К одной из таких расселин и направилась группа. Когда они повернули, сбросив скорость, Мэри слезла и пошла дальше пешком; бок о бок с муле-фа она перевалила через холм и спустилась в лощину.
Она слышала, как журчит ручей и шелестит травой ночной ветерок. Слышала, как тихо шуршат колеса, — земля под ними была ровная, хорошо утрамбованная — и как мулефа тихо переговариваются впереди. Потом они остановились.
На склоне холма, всего в нескольких шагах от них, Мэри заметила одно из окон, проделанных чудесным ножом. Оно напоминало вход в пещеру, потому что лунный свет проникал в него, и казалось, что глядишь в глубь холма; но это впечатление было обманчивым. И оттуда, один за другим, появлялись духи.
Мэри почувствовала, что почва уходит у нее из-под ног. Усилием воли она стряхнула с себя оцепенение и схватилась за ближайшую ветку: ей нужно было убедиться, что физический мир еще существует и она по-прежнему является его частью.
Затем она подступила ближе. Тут были старики и старухи, дети, женщины с младенцами на руках, люди и другие создания; все гуще и гуще текли они из мрака на свет реальной луны — и исчезали.
Это было поразительное зрелище. Сделав несколько шагов в этом мире травы, воздуха и серебристого света, они озирались по сторонам — на лицах их был написан такой восторг, какого Мэри не видела еще ни разу в жизни, — и протягивали вперед руки, будто пытаясь обнять всю вселенную; а потом, словно были сотканы из тумана или дымки, просто рассеивались, становясь частью земли, росы и ночного ветерка.
Некоторые из них поворачивали к Мэри, точно хотели сказать ей что-то; они касались ее руками, и она чувствовала как бы прохладные дуновения. Одна призрачная старуха поманила ее к себе. Затем раскрыла рот, и Мэри услышала ее голос:
— Им надо рассказывать истории. А мы этого не знали. Столько времени — и не знали! Но им нужна правда. Они ею питаются. Вы должны рассказывать им правдивые истории, и все будет хорошо, все… Просто рассказывайте…
И она растворилась в воздухе.
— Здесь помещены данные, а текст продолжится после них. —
PR #2472, opened 2022-04-07
fix(dot/digest): verify if next epoch already contains some definition

### LINKED ISSUE #2471: check if the BABE next epoch is already persisted
## Describe the bug

In the `dot/digest` package we listen for finalized headers and when a new finalized header arrives we execute the function `persistBABEDigestsForNextEpoch(finalizedHeader *types.Header)`. This function retrieves the epoch for the finalized header add `1` and uses the result as the `nextEpoch` and then call the `h.epochState.FinalizeBABENextEpochData(nextEpoch)` and `h.epochState.FinalizeBABENextConfigData(nextEpoch)` in order to persist the next epoch BABE data and config and remove the in memory data.

The problem is that when another header is finalized in the same epoch we call the same functions again but this time they will fail as there is no data to persist in the database.

A possible solution is to check if the `nextEpoch` already has defined some data in the database and if so we skip the respective persistency step

EclesioMeloJunior:
## Changes

- Add `epochState.AlreadyDefined(epoch uint64)` method that verifies if the epoch already contains the epoch or config data
- Use the previous method in the `persistBABEDigestsForNextEpoch` to avoid persistence many times in the same epoch

## Tests

Test the `dot/digest` and `dot/state` pkgs
```sh
go test github.com/ChainSafe/gossamer/dot/digest
go test github.com/ChainSafe/gossamer/dot/state
```

## Issues

closes #2471

## Primary Reviewer

@timwu20


dot/state/epoch_test.go
```diff
@@ -591,12 +597,24 @@ func TestStoreAndFinalizeBabeNextConfigData(t *testing.T) {
 			err := epochState.blockState.db.Put(headerKey(tt.finalizeHash), []byte{})
 			require.NoError(t, err)
 
+			// before finalize next config data this epoch should not be defined
```
qdm12, line 600: nit maybe a word missing I think?

```suggestion
			// before finalize next config data for this epoch should not be defined
```

dot/state/epoch_test.go
```diff
@@ -591,12 +597,24 @@ func TestStoreAndFinalizeBabeNextConfigData(t *testing.T) {
...
+			require.False(t, definedEpochData)
+			require.False(t, definedConfigData)
+
 			err = epochState.FinalizeBABENextConfigData(tt.finalizeEpoch)
 			if tt.expectErr != nil {
 				require.ErrorIs(t, err, tt.expectErr)
 			} else {
 				require.NoError(t, err)
 
+				// after finalize next config data this epoch should be defined
```
qdm12, line 612: nit maybe a word missing I think?

```suggestion
				// after finalize next config data for this epoch should be defined
```

dot/state/epoch_test.go
```diff
@@ -591,12 +597,24 @@ func TestStoreAndFinalizeBabeNextConfigData(t *testing.T) {
...
+				definedEpochData, definedConfigData, err = epochState.AlreadyDefined(tt.finalizeEpoch)
+				require.NoError(t, err)
+				require.False(t, definedEpochData)
```
qdm12, line 615: This is meant to be false right? (after finalize)

dot/state/epoch_test.go
```diff
@@ -401,12 +401,24 @@ func TestStoreAndFinalizeBabeNextEpochData(t *testing.T) {
...
+			require.False(t, definedEpochData)
+			require.False(t, definedConfigData)
+
 			err = epochState.FinalizeBABENextEpochData(tt.finalizeEpoch)
 			if tt.expectErr != nil {
 				require.ErrorIs(t, err, tt.expectErr)
 			} else {
 				require.NoError(t, err)
 
+				// after finalize next epoch data this epoch should not defined
```
qdm12, line 416: nit I think `for` is missing here?

```suggestion
				// after finalize next epoch data for this epoch should not defined
```

dot/state/epoch_test.go
```diff
@@ -401,12 +401,24 @@ func TestStoreAndFinalizeBabeNextEpochData(t *testing.T) {
 			err := epochState.blockState.db.Put(headerKey(tt.finalizeHash), []byte{})
 			require.NoError(t, err)
 
+			// before finalize next epoch data this epoch should not be defined
```
qdm12, line 404: nit I think `for` is missing here?

```suggestion
			// before finalize next epoch data for this epoch should not be defined
```

dot/state/epoch_test.go
```diff
@@ -226,10 +226,10 @@ func TestEpochState_GetEpochFromTime(t *testing.T) {
...
 }
 
-type inMemoryNextEpochData struct {
-	epoch          uint64
-	hashes         []common.Hash
-	nextEpochDatas []types.NextEpochData
+type inMemoryBABEData[T any] struct {
+	epoch  uint64
+	hashes []common.Hash
+	Data   []T
```
qdm12, line 232: nit Can we have `Data` unexported as `data`?

Also generics are going wild :tiger: !!

dot/state/epoch.go
```diff
@@ -512,6 +512,30 @@ func (s *EpochState) SkipVerify(header *types.Header) (bool, error) {
 	return false, nil
 }
 
+// AlreadyDefined will true for each returned value if it is already defined in the database for the given epoch
+func (s *EpochState) AlreadyDefined(epoch uint64) (epochData bool, configData bool, err error) {
+	keys := [...][]byte{epochDataKey(epoch), configDataKey(epoch)}
+	applied := [...]bool{false, false}
```
qdm12, line 518: Why use arrays? Can't we use some `epochDataKeyByte` and `configDataKeyByte` variables instead, and update `epochData` and `configData` without a for loop?

That would be a bit longer code, but quite easier to follow/read I think.

Also I would think splitting this function in two, one for epochData and one for configData would be nice (without using generics lol).

dot/digest/interface.go
```diff
@@ -18,6 +18,7 @@ type BlockState interface {
 	FreeFinalisedNotifierChannel(ch chan *types.FinalisationInfo)
 }
 
+//go:generate mockgen -destination=mock_epoch_state_test.go -package $GOPACKAGE . EpochState
```
qdm12, line 21: add an empty line so it's not part of `EpochState`'s comment

```suggestion
//go:generate mockgen -destination=mock_epoch_state_test.go -package $GOPACKAGE . EpochState

```

dot/digest/digest_test.go
```diff
@@ -515,3 +516,73 @@ func TestHandler_HandleNextConfigData(t *testing.T) {
 	require.NoError(t, err)
 	require.Equal(t, act.ToConfigData(), stored)
 }
+
+func Test_persistBABEDigestsForNextEpoch(t *testing.T) {
+	type testStruct struct {
+		defineNextEpochData          bool
+		defineNextConfigData         bool
+		expectedErr                  error
+		alreadyDefinedFuncThrowError bool
```
qdm12, line 525: nit you could define your mocks using functional fields if you want. [example](https://gist.github.com/qdm12/99358e2529a5887ae13a936a7f1c8ae5#file-potato_test-go-L230)

dot/digest/digest.go
```diff
@@ -267,23 +265,29 @@ func (h *Handler) persistBABEDigestsForNextEpoch(finalizedHeader *types.Header)
...
 	}
 
-	err = h.epochState.FinalizeBABENextConfigData(nextEpoch)
-	if err == nil {
-		return nil
-	} else if errors.Is(err, state.ErrEpochNotInMemory) {
-		return fmt.Errorf("%w: %s", ErrDefineNextEpoch, err)
+	if !appliedEpochData {
+		err = h.epochState.FinalizeBABENextEpochData(nextEpoch)
+		if err != nil && !errors.Is(err, state.ErrEpochNotInMemory) {
```
qdm12, line 276: What do we do in the case where `errors.Is(err, state.ErrEpochNotInMemory)`? Should we just continue execution?

dot/digest/digest.go
```diff
@@ -267,23 +265,29 @@ func (h *Handler) persistBABEDigestsForNextEpoch(finalizedHeader *types.Header)
...
+				finalizedHeader.Number, finalizedHeader.Hash(), err)
+		}
 	}
 
-	// the epoch state does not contains any information about the next epoch
-	return fmt.Errorf("cannot finalize babe next config data for block number %d (%s): %w",
-		finalizedHeader.Number, finalizedHeader.Hash(), err)
+	if !appliedConfigData {
+		err = h.epochState.FinalizeBABENextConfigData(nextEpoch)
+		if err != nil && !errors.Is(err, state.ErrEpochNotInMemory) {
```
qdm12, line 284: What do we do in the case where `errors.Is(err, state.ErrEpochNotInMemory)`? Should we just continue execution?

dot/state/epoch_test.go
EclesioMeloJunior: Yeah, we finalize only the `NextConfigData` so `definedEpochData` should be false

dot/digest/digest_test.go
EclesioMeloJunior: Nice suggestion, shrink the test conditions

dot/digest/digest.go
```diff
@@ -267,23 +265,29 @@ func (h *Handler) persistBABEDigestsForNextEpoch(finalizedHeader *types.Header)
...
+			return fmt.Errorf("cannot finalize babe next config data for block number %d (%s): %w",
+				finalizedHeader.Number, finalizedHeader.Hash(), err)
+		}
```
noot, line 287: not every epoch will have `ConfigData`, if it doesn't, it should just use the last set config data. does this handle that case? it seems to me  like it doesn't

dot/digest/digest.go
```diff
@@ -267,23 +265,29 @@ func (h *Handler) persistBABEDigestsForNextEpoch(finalizedHeader *types.Header)
...
 	nextEpoch := currEpoch + 1
-	err = h.epochState.FinalizeBABENextEpochData(nextEpoch)
-	if err != nil && !errors.Is(err, state.ErrEpochNotInMemory) {
-		return fmt.Errorf("cannot finalize babe next epoch data for block number %d (%s): %w",
-			finalizedHeader.Number, finalizedHeader.Hash(), err)
+
+	appliedEpochData, appliedConfigData, err := h.epochState.AlreadyDefined(nextEpoch)
+	if err != nil {
+		return fmt.Errorf("cannot check if next epoch is already defined: %w", err)
 	}
```
noot, line 272: I'm kind of confused still as to why this is needed - a block won't be finalized twice, so what is the case where the digest data would already be set in the database? also, it would be cleaner to handle the digest check + writing to disk all the in `EpochState` instead of here.

dot/digest/digest.go
noot: I think this function should only be called if `finalizedHeader` is the first block in its epoch, as that's the only block that would contain `NextEpoch` or `NextConfig` digests. that would also prevent the spamming

EclesioMeloJunior: But, what about the case of the epoch 1 started at block `N` but the finalized block is the block `N + 2`, we will not persist the next epoch data because the finalized block is not the first in its epoch.

dot/state/epoch.go
```diff
@@ -573,24 +591,45 @@ func (s *EpochState) FinalizeBABENextEpochData(epoch uint64) error {
...
+		return fmt.Errorf("cannot check if next epoch config is already defined for epoch %d: %w", nextEpoch, err)
+	}
+
+	// config already defined we don't need to lookup in the map
+	if configInDatabase != nil {
+		return nil
+	}
+
+	// not every epoch will have `ConfigData`
+	finalizedNextConfigData, err := lookupForNextEpochPersistedHash(s.nextConfigData, s, nextEpoch)
```
noot, line 617: can we rename this function `lookupForNextEpochPersistedHash` to something like `findNextInfoFromMemory`?

noot (approved):
looks good!

dot/state/epoch.go
EclesioMeloJunior: This function checks in the memory for the hash which is persisted in the database, what about `findFinalizedHeaderForEpoch`? meaning that we need to have in the epoch map one hash that is persisted in the database.

dot/state/epoch_test.go
```diff
@@ -539,38 +557,11 @@ func TestStoreAndFinalizeBabeNextConfigData(t *testing.T) {
...
-							C1:             3,
-							C2:             4,
-							SecondarySlots: 0,
-						},
-					},
-				},
-			},
+		"in_memory_config_not_found_shouldnt_return_error": {
+			shouldRemainInMemory: 0,
+			finalizeEpoch:        1, // try to finalize a epoch that does not exists
```
qdm12, line 562: supernit

```suggestion
			finalizeEpoch:        1, // try to finalize an epoch that does not exist
```

dot/state/epoch_test.go
```diff
@@ -422,33 +423,50 @@ func TestStoreAndFinalizeBabeNextEpochData(t *testing.T) {
...
+		types.PreRuntimeDigest{}))
+
+	require.NoError(t, digest.Add(*preRuntimeDigest))
+
+	// a random finalized header for testing purposes
+	finalizedHeader := &types.Header{
+		ParentHash: common.Hash{},
+		Number:     1,
+		Digest:     digest,
+	}
```
qdm12, line 446: nit it's not really random, is it? :thinking:

qdm12 (approved):
:+1:

dot/state/epoch.go
```diff
@@ -573,35 +591,56 @@ func (s *EpochState) FinalizeBABENextEpochData(epoch uint64) error {
...
+	}
+
+	// config already defined we don't need to lookup in the map
+	if configInDatabase != nil {
+		return nil
+	}
+
+	// not every epoch will have `ConfigData`
+	finalizedNextConfigData, err := findFinalizedHeaderForEpoch(s.nextConfigData, s, nextEpoch)
+	if errors.Is(err, ErrEpochNotInMemory) {
```
kishansagathiya, line 618: Are we likely to come across `ErrEpochNotInMemory` a lot?

dot/state/epoch_test.go
kishansagathiya: I am starting to see why go did not have generics. The code without them looks so much better!

dot/state/epoch.go
```diff
@@ -540,11 +540,29 @@ func (s *EpochState) StoreBABENextConfigData(epoch uint64, hash common.Hash, nex
...
-	finalizedNextEpochData, err := lookupForNextEpochPersistedHash(s.nextEpochData, s, epoch)
+	finalizedBlockEpoch, err := s.GetEpochForBlock(finalizedHeader)
+	if err != nil {
+		return fmt.Errorf("cannot get epoch for block %d (%s): %w",
+			finalizedHeader.Number, finalizedHeader.Hash(), err)
+	}
+
+	nextEpoch := finalizedBlockEpoch + 1
+
+	epochInDatabase, err := s.getEpochDataInDatabase(nextEpoch)
```
kishansagathiya, line 555: better to rename this as `getEpochDataFromDatabase`

dot/state/epoch.go
```diff
@@ -540,11 +540,29 @@ func (s *EpochState) StoreBABENextConfigData(epoch uint64, hash common.Hash, nex
...
+	if err != nil && !errors.Is(err, chaindb.ErrKeyNotFound) {
+		return fmt.Errorf("cannot check if next epoch data is already defined for epoch %d: %w", nextEpoch, err)
+	}
+
+	// config already defined we don't need to lookup in the map
```
kishansagathiya, line 560: do you mean epoch data already defined (and not config)?
because there is also a config data which also gets written to the db

dot/state/epoch.go
```diff
@@ -573,35 +591,56 @@ func (s *EpochState) FinalizeBABENextEpochData(epoch uint64) error {
...
-	finalizedNextConfigData, err := lookupForNextEpochPersistedHash(s.nextConfigData, s, epoch)
+	finalizedBlockEpoch, err := s.GetEpochForBlock(finalizedHeader)
 	if err != nil {
+		return fmt.Errorf("cannot get epoch for block %d (%s): %w",
+			finalizedHeader.Number, finalizedHeader.Hash(), err)
+	}
+
+	nextEpoch := finalizedBlockEpoch + 1
+
+	configInDatabase, err := s.getConfigDataInDatabase(nextEpoch)
```
kishansagathiya, line 606: getConfigDataInDatabase -> getConfigDataFromDatabase

kishansagathiya (changes requested):

dot/state/epoch.go
```diff
@@ -573,35 +591,56 @@ func (s *EpochState) FinalizeBABENextEpochData(epoch uint64) error {
...
+	if err != nil && !errors.Is(err, chaindb.ErrKeyNotFound) {
+		return fmt.Errorf("cannot check if next epoch config is already defined for epoch %d: %w", nextEpoch, err)
+	}
+
```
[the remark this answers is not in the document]
EclesioMeloJunior: This is deliberate, I call the `getConfigDataInDatabase` and if I got the `chaindb.ErrKeyNotFound` error I don't need to return an error since this error tells me a key is not present in the database

dot/state/epoch.go
EclesioMeloJunior: I'm not sure but, in this case, we will always use the previous epoch config data.

dot/digest/digest.go
noot: right, yeah this should be fine then

dot/state/epoch.go
noot: the function doesn't return a header though so that's kind of confusing I think

kishansagathiya (approved):

dot/state/epoch.go
EclesioMeloJunior: Added a `logger.Debugf` inside this if condition

kishansagathiya (approved):

dot/state/epoch.go
```diff
@@ -573,35 +594,60 @@ func (s *EpochState) FinalizeBABENextEpochData(epoch uint64) error {
...
 		}
 	}
 
 	return nil
 }
 
-// lookupForNextEpochPersistedHash given a specific epoch (the key) will go through the hashes looking
+// findFinalizedHeaderForEpoch given a specific epoch (the key) will go through the hashes looking
 // for a database persisted hash (belonging to the finalized chain)
 // which contains the right configuration to be persisted and safely used
```
qdm12, line 649: Update comment

```suggestion
// which contains the right configuration or data to be persisted and safely used
```

dot/state/epoch_test.go
```diff
@@ -580,24 +571,32 @@ func TestStoreAndFinalizeBabeNextConfigData(t *testing.T) {
...
 				for i, hash := range e.hashes {
-					epochState.StoreBABENextConfigData(e.epoch, hash, e.nextConfigDatas[i])
+					epochState.StoreBABENextConfigData(e.epoch, hash, e.nextData[i])
 				}
 			}
 
 			require.Len(t, epochState.nextConfigData, len(tt.inMemoryEpoch))
 
-			expectedConfigData := epochState.nextConfigData[tt.finalizeEpoch][tt.finalizeHash]
+			// if there is no data in memory we try to finalize the net config data
```
qdm12, line 580:
```suggestion
			// if there is no data in memory we try to finalize the next config data
```

qdm12 (approved):
Just two small suggestions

Это было одно из тех мгновений, когда мы вдруг вспоминаем забытый сон и на нас волной накатывают все чувства, которые мы тогда испытали. Это был тот сон, о котором она пыталась поведать Аталь, та самая ночная картина; но едва Мэри попробовала снова вернуть ее, как она рассеялась и пропала, подобно выходящим из черного проема духам. Сон исчез навсегда, оставив по себе лишь неуловимое, но сладостное чувство и призыв рассказывать истории.
Она вгляделась во тьму. Насколько хватал глаз, в этой бесконечной тишине двигались духи — они шли один за другим, целыми тысячами, как беженцы, возвращающиеся на родину.
«Им надо рассказывать истории», — повторила она про себя.